--- Data extract Enclosed Below ---
PR #787, opened 2026-07-22
fix(cluster): skip responses after IPC disconnect

### LINKED ISSUE #563: [BUG] ERR_IPC_CHANNEL_CLOSED showing up on new deployments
--- End of Enclosed Data extract ---
Problem — Output the material again, line for line.

Result below —
PR #787, opened 2026-07-22
fix(cluster): skip responses after IPC disconnect

### LINKED ISSUE #563: [BUG] ERR_IPC_CHANNEL_CLOSED showing up on new deployments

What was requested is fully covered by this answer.